*Description of the task*
Count the lines below that hold "areas". Give the number without comment.

*Provided data*
PR #894, opened 2025-07-14
Segment union

bman654:
Before I flesh this PR out with:

* additional text in the Segment section of wiki
* additional text in the prompt autocomplete
* <stretch goal> additional UI in the modal segment wysiwyg editor

I wanted to first take your temperature on the actual feature.  It let's a user combine multiple clipseg masks and run them in a single pass through the segment model (saving imagegen time).

Example:

image

The syntax is:

```
<segment: face || hair:0.25, 0.6, 0.4>multi-colored hair, blonde hair, brown hair, long hair, ponytail, blue eyes, tears, frown
```

### DIFF
--- a/docs/Features/Prompt Syntax.md
+++ b/docs/Features/Prompt Syntax.md
@@ -151,10 +151,10 @@
             - Note the default "confidence threshold" for Yolo models is `0.25`, which is different than is often used with ClipSeg, and does not have a "max threshold" like ClipSeg does.
         - If you have a yolo model with multiple supported classes, you can filter specific classes by appending `:<classes>:` to the model name where `<classes>` is a comma-separated list of class IDs or names, e.g., `<segment:yolo-modelnamehere:0,apple,2:,0.8,0.25>`
     - You can also combine multiple areas into a single segment to refine them as a single group.
-        - Separate the areas with `||` in `texthere`
-        - For example, `<segment: face || hair>` will find all the faces and hair in the image and refine them as a single group.
+        - Separate the areas with `|` in `texthere`
+        - For example, `<segment:face|hair>` will find all the faces and hair in the image and refine them as a single group.
         - This works with YOLOv8 models as well.
-            - `<segment: yolo-face_yolov8m-seg_60.pt || yolo-hair_yolov8m-seg_60.pt || fingers>` will refine the group of faces and hair (found by YOLO) and fingers (found by CLIPSeg) as a single group.
+            - `<segment:yolo-face_yolov8m-seg_60.pt | yolo-hair_yolov8m-seg_60.pt | fingers>` will refine the group of faces and hair (found by YOLO) and fingers (found by CLIPSeg) as a single group.
     - There's an advanced parameter under `Segment Refining` named `Segment Model` to customize the base model used for segment processing
     - There's also a parameter named `Save Segment Mask` to save a preview copy of the generated mask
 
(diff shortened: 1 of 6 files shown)


launch-macos-dev.sh
```diff
@@ -0,0 +1,27 @@
+#!/usr/bin/env bash
```
mcmonkey4eva: this file is unrelated to this PR and should not be here

mcmonkey4eva:
This is not a feature I ever even thought of, but makes sense.

I would say it should be extracted one step up the line, such that eg `<segment:face||yolo-myfacemodel.pt` would autocombine both clipseg and yolo match in one.

I don't think those mask nodes need to be used -- the ones that are intended to do regional overlapping. There's surely just a normal mask merge node somewhere

bman654:
I'm a ComfyUI noob.  From what I can tell, there's a variety of mask merging nodes, but none of them part of the default set -- they are all part of one nodepack or another.  Is there a place in SwarmUI where you define 3rd party node packs to be installed?

mcmonkey4eva:
You absolutely do not need a custom node for something so basic

mcmonkey4eva:
image

Probably `MaskComposite` in `or` mode?

bman654:
ok the UI is updated to support these changes.

Here is what the Autosegment popup looks like.  Ideally there'd be a way to add/remove masks, but I figured just putting room for 3 would cover 99.9% of the use cases.

image

Note that there is a dependency on this PR for ComfyUI: https://github.com/comfyanonymous/ComfyUI/pull/8915

Without that, attempts to combine 2 masks will fail with an error.

mcmonkey4eva:
I... think the UI should probably just be left at one mask, rather than trying to support multiple? Consider multiple an advanced case.
=or= hide the extra inputs behind a checkbox or an "add another match" button or something.
The UI screens are meant to be very simple and friendly, so avoid complexity or density where possible.

Also: ftr it's technically a mistake in any swarm nodes outputting a 2d mask - legacy code. It used to be 2d mask was normal, but in modern comfy all mask and image tensors should have a batch dimension. That comfy PR offhand looks valid regardless, but yeah we should fix the swarm mask nodes to all be batch-friendly.

bman654:
I’m inclined to just revert the change to the popup. It’s a lot of ugly code to support something that is questionable anyway given your goals.I’ll see if I can update the segment nodes without breaking anything. I’d like to remove the dependency on that other PR.  And I had no idea what the 3rd dimension was.

bman654:
ok I've:

1. reverted the segment modal to its original, more simple version
2. modified both ClipSeg and Yolo nodes to output 3d masks

Both seem to be working without the modified ComfyUI composite node now.

mcmonkey4eva:
- The inline docs were getting way too long, I swapped the last few lines to just a "if you want more info, click here" thing.
- I get what you're going for with the `;0.5` thingy, and something like that is a good idea, but that needs further thought as to how to form the syntax rather than just delving even deeper into an already pretty dirty syntax piling (there's way too many magic symbols going on), so I'm excluding it for now to pull in the main function.
- Switched to single pipe instead of double to reduce conflict risk with other list syntaxes

mcmonkey4eva:
Honestly might need to nuke half the syntax here and build a new, separate thing for "advanced segmentation" distinct from the "basic segmentation". With 'advanced' controlled directly by a UI or via a more json-esque syntax.

bman654:
expanding the Segment section of the generate params to allow defining the segments would be cool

*Answer space*
3